Useful Info On Win16-Targeting Compilers… And a List of DOS/Win16 Resources

Updated 2023-03-14: Added link to guide for writing control panel applets in Delphi.

See Also: Resources for Reverse-Engineering 16-bit Applications for DOS and Win16 debuggers and the rest of the Retrocomputing category for other useful resources like installer builders and unit test frameworks.

While I was poking around the web, looking for information on the most liberally licensed way to put together some utilities for the copies of MS-DOS 6.22 and Windows 3.11 for Workgroups on my retro-gaming PC, I ran across a thread on Computing.Net titled win3.x compatable compilers.

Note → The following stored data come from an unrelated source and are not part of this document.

PR #3375, opened 2017-07-27
M2 wdl outputs the contamination

davidbenjamin:
@LeeTL1220 as discussed today.


davidbenjamin:
@LeeTL1220 Did it.  I didn't make the output optional because the only natural way to do that would be to extract contamination as an independent task.  Which maybe we'll do some time, but not in this PR.

LeeTL1220:
@davidbenjamin Ready to merge whenever you want.

PR #3376, opened 2017-07-27
improved filtering for smallish indels

tedsharpe:
I think this is ready for prime time.  Seems to improve things a bit.


src/main/java/org/broadinstitute/hellbender/tools/spark/sv/utils/SVIntervalTree.java
```diff
@@ -26,10 +32,38 @@
  * all this weirdness.  The sentinel value is null by default, so put and remove will behave like you might expect them
  * to if you're not worrying about this stuff:  they'll return null for novel insertions and failed deletions.
  */
-public final class SVIntervalTree<V> implements Iterable<SVIntervalTree.Entry<V>> {
+    @DefaultSerializer(SVIntervalTree.Serializer.class)
+    public final class SVIntervalTree<V> implements Iterable<SVIntervalTree.Entry<V>> {
```
cwhelan: Is the indentation here funny?

src/main/java/org/broadinstitute/hellbender/tools/spark/utils/IntHistogram.java
```diff
@@ -198,6 +202,46 @@ public boolean isDifferentByKSStatistic( final IntHistogram sampleHistogram, fin
...
+            if ( mCounts == 0L ) return null;
+
+            int locationOfMaxDiff = -1;
+            float maxDiff = 0.f;
+            float maxArea = 0.f;
+            long sum = 0L; // sum from 0 to idx of sample histogram counts
+            int idx = 0; // current index into sample histogram
+            float curVal = 0.f; // sum/mCounts as a float (between 0 and 1)
+            float curArea = 0.f;
+            while ( sum < mCounts ) {
```
cwhelan: In your previous implementation of this you had a check for "an extremum can occur at the end of a run of zero counts" but I don't see that in this version. Was it not longer needed?

src/main/java/org/broadinstitute/hellbender/tools/spark/utils/IntHistogram.java
```diff
@@ -198,6 +202,46 @@ public boolean isDifferentByKSStatistic( final IntHistogram sampleHistogram, fin
             return false;
         }
 
+        public KSData evalKS( final IntHistogram sampleHistogram ) {
```
cwhelan: It looks like this method is also only used in the `FindBreakpointEvidenceSpark` path that emits a lot more info about the data. It might be nice to comment on that and say when you might want to use this method as opposed to `isDifferentByKSStatistic`.

SHuang-Broad: If this function is to be moved to `FindSmallIndelRegions`, then the associated class `KSData` should be too.

src/main/java/org/broadinstitute/hellbender/tools/spark/sv/evidence/FindSmallIndelRegions.java
```diff
@@ -99,9 +229,18 @@ protected void runTool( final JavaSparkContext ctx ) {
...
+                       final String cdfDir ) {
             this.readMetadata = readMetadata;
             this.filter = filter;
-            final Map<String, FragmentLengthStatistics> libraryStatisticsMap = readMetadata.getAllLibraryStatistics();
+            this.trueIntervals = trueIntervals;
+            this.cdfDir = cdfDir;
+            final Map<String, LibraryStatistics> libraryStatisticsMap = readMetadata.getAllLibraryStatistics();
             libraryToHistoPairMap = new HashMap<>(SVUtils.hashMapCapacity(libraryStatisticsMap.size()));
             libraryStatisticsMap.forEach( (libName, stats) -> {
                 final IntHistogram[] pair = new IntHistogram[2];
```
SHuang-Broad: Since the array is always size 2 (for the two halves), using a `Tuple2` is probably a better choice; but your call.

src/main/java/org/broadinstitute/hellbender/tools/spark/sv/evidence/FindSmallIndelRegions.java
```diff
@@ -114,49 +253,140 @@ public Finder( final ReadMetadata readMetadata, final SVReadFilter filter ) {
...
+            if ( !(sameContig = read.getContig().equals(curContig)) || read.getStart() >= curEnd ) {
+                getStatus(statusList);
+                advanceBlock(sameContig, read);
+            }
+            final IntHistogram[] histoPair =
+                    libraryToHistoPairMap.get(readMetadata.getLibraryName(read.getReadGroup()));
+            histoPair[fillIdx].addObservation(Math.abs(read.getFragmentLength()));
+        }
+
+        public void getStatus( final List<String> statusList ) {
```
SHuang-Broad: Not sure what "status" means here, so adding a documentation (if worth it) would be helpful.

src/main/java/org/broadinstitute/hellbender/tools/spark/sv/evidence/FindSmallIndelRegions.java
```diff
@@ -114,49 +253,140 @@ public Finder( final ReadMetadata readMetadata, final SVReadFilter filter ) {
...
+                    }
                 }
                 oldHisto.clear();
             }
-            fillIdx = oldIdx;
+        }
+
+        private void advanceBlock( final boolean sameContig, final GATKRead read ) {
+            final int oldIdx = fillIdx;
+            fillIdx ^= 1; // bit magic to switch halves
```
SHuang-Broad: This bit magic that affects `fillIdx` is executed in the master version only conditionally: i.e. when `sameContig` is true. Not sure if this change is intended.

src/main/java/org/broadinstitute/hellbender/tools/spark/sv/evidence/FindSmallIndelRegions.java
SHuang-Broad: The name of this function is not suggesting what it is doing: its name is `get`-* but actually are putting new elements into the provided argument. Why not return a `List` and let the caller add the returned list to the `statusList`?

tedsharpe:
Have another look, if you care to @SHuang-Broad and @cwhelan.

src/main/java/org/broadinstitute/hellbender/tools/spark/sv/evidence/ReadMetadata.java
```diff
@@ -271,6 +282,14 @@ public int getMaxMedianFragmentSize() {
         return contigNameToID;
     }
 
+    public static String[] buildContigIDToNameArray( final Map<String, Integer> nameToIDMap ) {
+        String[] result = new String[nameToIDMap.size()];
```
SHuang-Broad: You are right. Not sure what I was thinking when making the suggestion...

src/main/java/org/broadinstitute/hellbender/tools/spark/sv/evidence/ReadMetadata.java
```diff
@@ -317,11 +337,71 @@ public ReadMetadata read( final Kryo kryo, final Input input, final Class<ReadMe
...
+        }
+
+        public long getNReads() { return nReads; }
+        public long getNBases() { return nBases; }
+
+        public LibraryStatistics createLibraryStatistics( final long nRefBases ) {
+            return new LibraryStatistics(fragmentSizes.getCDF(), nBases, nReads, nRefBases);
+        }
+
+        public static LibraryRawStatistics reduce( final LibraryRawStatistics stats1,
```
SHuang-Broad: If so, I would suggest adding a documentation for that assumption.

src/main/java/org/broadinstitute/hellbender/tools/spark/sv/evidence/experimental/FindSmallIndelRegions.java
```diff
@@ -0,0 +1,347 @@
...
+import java.io.*;
+import java.util.*;
+
+import static org.broadinstitute.hellbender.tools.spark.sv.StructuralVariationDiscoveryArgumentCollection.FindBreakpointEvidenceSparkArgumentCollection;
+
+@CommandLineProgramProperties(summary="Experimental code to dump statistics about regions containing small indels due to fragment length anomalies.",
+        oneLineSummary="Experimental do not use.",
+        usageExample="gatk-launch FindSmallIndelRegions -O hdfs://cluster-name:8020/path/to/statusDir -I hdfs://cluster-name:8020/path/to/bam --alignerIndexImage notUsed --kmersToIgnore notUsed",
+        programGroup=StructuralVariationSparkProgramGroup.class)
+public final class FindSmallIndelRegions extends GATKSparkTool {
```
SHuang-Broad: Please add `@BetaFeature`

src/main/java/org/broadinstitute/hellbender/tools/spark/sv/evidence/experimental/FindSmallIndelRegions.java
```diff
@@ -0,0 +1,347 @@
...
+                        final String fileName =
+                                cdfDir + "/" + libName + "." + curContig + "." + start + "." + truthStatus + ".cdf";
+                        dumpCDF(fileName, oldHisto.getCDF(), status, trueIntervals.overlappers(curInterval));
+                    }
+                }
+                oldHisto.clear();
+            }
+        }
+
+        private KSData evalKS( final IntHistogram.CDF librarySample, final IntHistogram.CDF windowSample ) {
```
SHuang-Broad: Could be `static`.

src/main/java/org/broadinstitute/hellbender/tools/spark/sv/evidence/FindSmallIndelRegions.java
```diff
@@ -40,44 +62,152 @@ public boolean requiresReads()
...
+            }
+
+            @Override
+            public SVTypeLen read( final Kryo kryo, final Input input, final Class<SVTypeLen> klass ) {
+                return new SVTypeLen(kryo, input);
+            }
         }
     }
 
+    private static SVIntervalTree<SVTypeLen> readTruthFile( final String truthFile,
```
SHuang-Broad: Currently in master, the VCF output is guaranteed to have a SVLEN field. But when it comes the BND and IMPRECISE records, no such guarantee can be made (BND records shouldn't even have a `SVLEN` IMO).

SHuang-Broad:
@tedsharpe Looked at the new changes. Very minor suggestions. Deal with them as you like.

PR #3377, opened 2017-07-28
Add option to run Spark tests only

tomwhite:


lbergelson:
@tomwhite Could you update the part of the readme that lists the test type options to include the new one?  It's near the top of the test section.  Aren't you on vacation?

PR #3383, opened 2017-07-28
Turn off tranches plots if no output Rscript is specified (for annota…

ldgauthier:
…tion plots)

Should prevent VariantRecalibrator from failing in a docker without R.  I tested by building a new docker from the image with the NIO fix, adding a jar from this branch, then running the SNPSVariantRecalibratorCreateModel task from the joint calling pipeline.


ldgauthier:
@droazen Here's the fix, but I'm only about 99.6% sure the tests will pass, so don't merge yet.

PR #3385, opened 2017-07-31
fixed contamination calculation, added error bars to output

davidbenjamin:
@takutosato This corrects the math error you pointed out in your code review of the docs.  While we're at it, it also outputs the error bars according to the formula given in the docs.  I have tested it on an in silico contamination series and it improves results slightly.

### DIFF
--- a/src/main/java/org/broadinstitute/hellbender/tools/walkers/contamination/CalculateContamination.java
+++ b/src/main/java/org/broadinstitute/hellbender/tools/walkers/contamination/CalculateContamination.java
@@ -1,5 +1,6 @@
 package org.broadinstitute.hellbender.tools.walkers.contamination;
 
+import org.apache.commons.lang3.tuple.Pair;
 import org.apache.commons.math3.stat.descriptive.rank.Median;
 import org.apache.logging.log4j.LogManager;
 import org.apache.logging.log4j.Logger;
@@ -12,6 +13,7 @@ import org.broadinstitute.hellbender.cmdline.programgroups.VariantProgramGroup;
 import org.broadinstitute.hellbender.tools.exome.HashedListTargetCollection;
 import org.broadinstitute.hellbender.tools.exome.TargetCollection;
 import org.broadinstitute.hellbender.utils.SimpleInterval;
+import org.broadinstitute.hellbender.tools.walkers.mutect.FilterMutectCalls;
 
 import java.io.File;
 import java.util.*;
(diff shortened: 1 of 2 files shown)


src/main/java/org/broadinstitute/hellbender/tools/walkers/contamination/CalculateContamination.java
```diff
@@ -67,31 +69,32 @@
...
         final long totalReadCount = homAltSites.stream().mapToLong(PileupSummary::getTotalCount).sum();
         final long totalRefCount = homAltSites.stream().mapToLong(PileupSummary::getRefCount).sum();
 
         // if eg ref is A, alt is C, then # of ref reads due to error is roughly (# of G read + # of T reads)/2
         final long errorRefCount = homAltSites.stream().mapToLong(PileupSummary::getOtherAltCount).sum() / 2;
         final long contaminationRefCount = Math.max(totalRefCount - errorRefCount, 0);
-        final double proportionRefReads = (double) contaminationRefCount / totalReadCount;
-        final double proportionOfContaminatingReadsThatAreRef = homAltSites.stream().mapToDouble(PileupSummary::getRefFrequency).average().getAsDouble();
-        final double contamination = proportionRefReads / proportionOfContaminatingReadsThatAreRef;
+        final double totalDepthWeightedByRefFraction = homAltSites.stream()
```
takutosato: Eh fraction is probably just as good. You use fraction in the docs. Your call

src/main/java/org/broadinstitute/hellbender/tools/walkers/contamination/CalculateContamination.java
```diff
@@ -67,31 +69,32 @@
...
+        final double standardError = Math.sqrt(contamination / totalDepthWeightedByRefFraction);
 
         logger.info(String.format("In %d homozygous variant sites we find %d reference reads due to contamination and %d" +
                         " due to to sequencing error out of a total %d reads.", homAltSites.size(), contaminationRefCount, errorRefCount, totalReadCount));
-        logger.info(String.format("We estimate the fraction of contaminating ref reads in these homAltSites to be %.3f." +
-                "Based on population data, we expect reference reads to comprise a fraction %.3f of all contaminating reads." +
-                "Therefore, we estimate a contamination of %.3f", proportionRefReads, proportionOfContaminatingReadsThatAreRef, contamination));
-
-        return contamination;
+        logger.info(String.format("Based on population data, we would expect %d reference reads in a contaminant with the same depths at these sites.", (long) totalDepthWeightedByRefFraction));
```
takutosato: as* these sites? Alternatively, maybe we can say that `totalDepthWeightedByRefFraction` is the expected number of ref reads if we had 100% contamination

PR #3386, opened 2017-07-31
Wrote wdl for making Mutect pon

davidbenjamin:
@LeeTL1220 Tested.  Works.


LeeTL1220:
There might still be an issue here for Firecloud, but I would still merge this.

davidbenjamin:
@LeeTL1220 I will merge now and open a separate ticket to update the multi sample wdl and all wdls that depend on it.

PR #3388, opened 2017-07-31
Use ReadClipper in BaseQualityClipReadTransformer

mwalker174:
The earlier version of BaseQualityClipReadTransformer clipped bases by just removing them from the bases and base qualities arrays, but did not adjust the cigar, coordinate, etc. (thanks to @SHuang-Broad for catching this in #3354).

This commit fixes this behavior by invoking the ReadClipper class and adds cigar checking to the unit test. It also makes some minor style changes to the transformer and test code.

### DIFF
--- a/src/main/java/org/broadinstitute/hellbender/transformers/BaseQualityClipReadTransformer.java
+++ b/src/main/java/org/broadinstitute/hellbender/transformers/BaseQualityClipReadTransformer.java
@@ -8,8 +8,8 @@ import org.broadinstitute.hellbender.utils.read.GATKRead;
 /**
  * Clips reads on both ends using base quality scores
  */
-public class BaseQualityClipReadTransformer implements ReadTransformer {
-    public static final long serialVersionUID = 1L;
+public final class BaseQualityClipReadTransformer implements ReadTransformer {
+    private static final long serialVersionUID = 1L;
     private int qTrimmingThreshold = 15;
 
     public BaseQualityClipReadTransformer(final int trim_thresh) {
@@ -35,6 +35,9 @@ public class BaseQualityClipReadTransformer implements ReadTransformer {
         return clipReadLeftEnd(readClippedRightEnd);
     }
 
+    /**
+     * Returns right clip point or -1 if no clip
+     */
     public int getRightClipPoint( final byte[] quals ) {
         int clipSum = 0, lastMax = -1, clipPoint = -1; // -1 means no clip
         final int readLength = quals.length;
@@ -48,6 +51,9 @@ public class BaseQualityClipReadTransformer implements ReadTransformer {
         return clipPoint;
     }
 
+    /**
+     * Returns left clip point or -1 if no clip
+     */
     public int getLeftClipPoint( final byte[] quals ) {
         int clipSum = 0, lastMax = -1, clipPoint = -1; // -1 means no clip
         final int readLength = quals.length;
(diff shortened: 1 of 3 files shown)


src/main/java/org/broadinstitute/hellbender/transformers/BaseQualityClipReadTransformer.java
```diff
@@ -29,8 +30,8 @@ public BaseQualityClipReadTransformer(int trim_thresh) {
      *
      */
     @Override
-    public GATKRead apply(GATKRead read) {
-        GATKRead readClippedRightEnd = clipReadRightEnd(read);
+    public GATKRead apply(final GATKRead read) {
+        final GATKRead readClippedRightEnd = clipReadRightEnd(read);
         return clipReadLeftEnd(readClippedRightEnd);
     }
```
SHuang-Broad: I know this exists before this PR, but while you are at it, could you add a documentation to `getRightClipPoint(byte[])` and `getLeftClipPoint(byte[])` explicitly saying that a negative return value means no clipping necessary?

SHuang-Broad: And, while looking at these two functions, they are very similar. 
Considering that even though it is public but seemingly only this class itself is using it, I suggest the following change, but it is totally up to you:

```java
    @override
    public GATKRead apply(final GATKRead read) {
        return clipRead(clipRead(read, false), true);
    }

    private int getClipPoint( final byte[] quals, final boolean fromLeft ) {
        final int readLength = quals.length;
        final int start, end, step;
        if (fromLeft) {
            start = 0;              end = readLength; step = 1;
        } else {
            start = readLength - 1; end = -1;         step = -1;
        }
        int clipSum = 0, lastMax = -1, clipPoint = -1; // -1 means no clip
        for (int i = start; i != end; i+= step) {
            clipSum += (qTrimmingThreshold - quals[i]);
            if (clipSum >= 0 && (clipSum >= lastMax)) {
                lastMax = clipSum;
                clipPoint = i;
            }
        }
        return clipPoint;
    }
    
    private GATKRead clipRead(final GATKRead read, final boolean fromLeft) {
        final byte[] quals = read.getBaseQualities();
        final int clipPoint = getClipPoint(quals, fromLeft);
        if (clipPoint != -1) {
            final ReadClipper readClipper = new ReadClipper(read);
            readClipper.addOp(fromLeft ? new ClippingOp(0, clipPoint) : new ClippingOp(clipPoint, read.getLength()));
            return readClipper.clipRead(ClippingRepresentation.HARDCLIP_BASES);
        } else {
            return read;
        }
    }
    
```

src/main/java/org/broadinstitute/hellbender/transformers/BaseQualityClipReadTransformer.java
```diff
@@ -1,17 +1,18 @@
...
+import org.broadinstitute.hellbender.utils.clipping.ClippingRepresentation;
+import org.broadinstitute.hellbender.utils.clipping.ReadClipper;
 import org.broadinstitute.hellbender.utils.read.GATKRead;
 
-import java.util.Arrays;
-
 /**
  * Clips reads on both ends using base quality scores
  */
 public class BaseQualityClipReadTransformer implements ReadTransformer {
```
SHuang-Broad: I forgot to mention that you probably intended this class to be `final` too, and its `serialVersionUID` to be `private`.

src/main/java/org/broadinstitute/hellbender/transformers/BaseQualityClipReadTransformer.java
mwalker174: Done

mwalker174: That was my original approach, but I think it's easier to have two simple functions instead of one complicated function in this case.

src/main/java/org/broadinstitute/hellbender/transformers/BaseQualityClipReadTransformer.java
mwalker174: Yes - done.

PR #3021, opened 2013-11-07
Yii core views rendered from a non-global namespace

jorgebg:
Now the views can be rendered from a non-global namespace


framework/views/ar/log-firebug.php
```diff
@@ -7,9 +7,9 @@
 foreach($data as $index=>$log)
 {
 	$time=date('H:i:s.',$log[3]).sprintf('%03d',(int)(($log[3]-(int)$log[3])*1000));
-	if($log[1]===CLogger::LEVEL_WARNING)
```
jorgebg: a

PR #3032, opened 2013-11-10
Added wave transforms to captcha

rezakho:


samdark:
Won't be added in 1.1.

PR #3072, opened 2013-11-25
Validation of all the fields when you change one

kikimor:
If logic of form is "field change can affect other fields", you may need to validate all fields, not just the one that was changed.


samdark:
Won't be fixed in 1.1.

Issue #1565, opened 2012-10-14
COutputCache should respect Content-Type headers


navarr:
Right now COutputCache (when used as a filter) does not listen for any headers sent with the page, so far as I can tell.

This means that it can not cache json, images, or other content that might be dynamic without extending upon it.

COuputCache should honor at least the content-type header sent by the page when it is being used as a filter.

martinytodorov:
I just added a new class that will help me with the caching of the RESTful module and its headers:
```
class ApiOutputCache extends COutputCache
{

    public function init()
    {
        if(Get('format') == 'xml')
            $content_type = 'text/xml';
        else
            $content_type = 'application/json';

        header('Content-type: ' . $content_type . ";charset=utf-8");
        return parent::init();
    }

}
```

PR #3117, opened 2013-12-17
Issue #1565: COutputCache should respect Content-Type headers

s12v:
Issue #1565: COutputCache should respect Content-Type headers

Allows Content-Type, Content-Length, Content-Encoding, and Etag headers to be cached


samdark:
Won't be fixed in 1.1.

PR #3118, opened 2013-12-17
Support labels with attribute bracket notation like post[author][name]

cnlevy:
It allows to write the following code in views:

``` php
echo $form->checkBox($model,'params[hasCar]');
echo $form->labelEx($model,'params[hasCar]'); // before, i had to write 'params.hasCar'
echo $form->error($model,'params[hasCar]');
```

It has the additional advantage of correctly generating the 'for' attribute, i.e. the label will be 

``` html
<label for="Offer_params_hasCar">Possède une voiture</label>
```

instead of 

``` html
<label for="Offer_params.hasCar">Possède une voiture</label>
```

which wasn't focusing on the associated input


samdark:
Won't be fixed in 1.1.

PR #3244, opened 2014-02-24
Fix #3243: Correct CPgsqlSchema default column expression and sequence name

### LINKED ISSUE #3243: CPgsqlSchema fails to derive correct default column values
`CPgsqlSchema::findColumns()` makes a query to the database to figure out what columns there are, and also their default value. It gets the default value information from the `adsrc` column in the `pg_attrdef` table. The default value returned from this query may can be incorrect in situations where the default value is e.g. `nextval('some_sequence'::regclass)` and some_sequence has been renamed. Perhaps it can be incorrect in other cases too, this is the one I encountered the issue with.

For example, if we had a table `trip__region` that we renamed to `tour__region`, and in doing so we also renamed the primary key `id`'s corresponding sequence using `ALTER SEQUENCE trip__region_id_seq RENAME TO tour__region_id_seq`, the default value for the `id` column is now (as far as PostgreSQL is concerned) `nextval('tour__region_id_seq'::regclass)` (after previously being `nextval('trip__region_id_seq'::regclass)`).

However, while PostgreSQL knows about and uses the correct default value, the old one is still stored in the (deprecated) `adsrc` column in the `pg_attrdef` table - it is not updated when we rename the sequence. And since that column is what Yii looks at to determine the default value of the column, it gets the wrong expression. For reference: http://www.postgresql.org/docs/current/static/catalog-pg-attrdef.html

Aside from not knowing about the right default expression for the column, this also causes problems because it derives an incorrect sequence name from that expression (resulting in errors for example when using `resetSequence()` with a sequence name based on the (incorrect) schema information.

To fix this, we should use the `pg_get_expr()` function instead of the `adsrc` column. This will return the correct default value expression for the column(s). I'm preparing a PR.

rawtaz:


samdark:
Won't be fixed in 1.1.

rawtaz:
You're giving up on 1.1? :-)

samdark:
http://www.yiiframework.com/news/90/update-on-yii-1-1-support-and-end-of-life/

rawtaz:
R.I.P 1.1 - Easily the best Yii version in terms of nostalgia! 👍

samdark:
We'll release 1.1.18 w/ PHP 7 fixes. That would probably be last release.

PR #3266, opened 2014-03-08
Fix linkLabelWrapperHtmlOptions

mbdwey:
what if i each Wrapper element need it's own html options !


samdark:
Won't be fixed in 1.1.

PR #3320, opened 2014-04-04
Fixed #3303

### LINKED ISSUE #3303: checkBoxList 'container' option and client side validation
By default, checkBoxList adds a 'span' container around checkbox items.

Recently there was a need to change this to match the specific CSS styling for the application.

I needed the container to be `<div class="options">`. So I tried the following:

```
<div class="row">
    <?php echo $form->labelEx($model, 'category'); ?>

    <div class="options">
        <?php echo $form->checkBoxList($model, 'category', $options, array(
            'template' => '<div class="item">{input}{label}</div>',
            'separator' => false,
            'container' => false,
        )); ?>
    </div>

    <?php echo $form->error($model, 'category', array('inputContainer' => '.row')); ?>
</div>
```

This gives the correct layout, however the problem with this is that the attribute does not get marked in error class when there is a validation error (in client side validation).

So the next thing I tried was to set `'container' => 'div class="options"'` (and remove my custom container markup). This actually worked but on close inspection I found that it was also adding `<div class="options">` as the closing tag (instead of just `</div>`).

In the end I figured out how to make this work correctly. I have to create my custom container markup as follows:

`<div class="options" id="User_category">`

The client side validation looks for an element with an ID that is related to the checkboxlist. If you specify a value for `container`, it automatically inserts the ID value but if you specify `false` then since no container is generated it is our responsibility to insert this ID value.

So I think one of the following should be done to resolve this issue:
1. A new option `containerCssClass` to allow us to specify a class name for the container (default `null`), OR
2. Documentation to be updated to advise users how to retain client side error highlighting when using custom container markup.

nukkumatti:
Fixed #3303

### DIFF
--- a/framework/web/helpers/CHtml.php
+++ b/framework/web/helpers/CHtml.php
@@ -1229,6 +1229,7 @@ EOD;
 	 * for every label tag in the list.</li>
 	 * <li>container: string, specifies the radio buttons enclosing tag. Defaults to 'span'.
 	 * If the value is an empty string, no enclosing tag will be generated</li>
+	 * <li>containerCssClass: string, specifies the checkboxes enclosing tag's class.</li>
 	 * <li>baseID: string, specifies the base ID prefix to be used for radio buttons in the list.
 	 * This option is available since version 1.1.13.</li>
 	 * <li>empty: string, specifies the text corresponding to empty selection. Its value is empty.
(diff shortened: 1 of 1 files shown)


samdark:
Won't be fixed in 1.1.

Issue #3103, opened 2013-12-10
backslash "\" not treated correctly by createUrl


teo1978:
Sometimes you are forced to escape some special characters with a backslash in the regular expression used in a urlManager rule if you need to match those characters literally, for example:

    'foo/\*<areas:[^\d].*>' => 'foo/bar'
where I use \* to match a literal "*" in the url.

Now, given that it was opened in 2007 and the most recent post was as new as April of 2016, I though I might as well help to fill in the gaps in their knowledge but, much to my dismay, after creating a post (in Leafpad) and creating an account, it seems it’s been locked for being too old. (I can only assume the threshold is something more than 9 years and less than 10.)

…so I decided to post what I put together here instead, so it won’t go to waste.

Tip 1: Current versions of Open Watcom C/C++ can definitely be used to target Windows 3.x.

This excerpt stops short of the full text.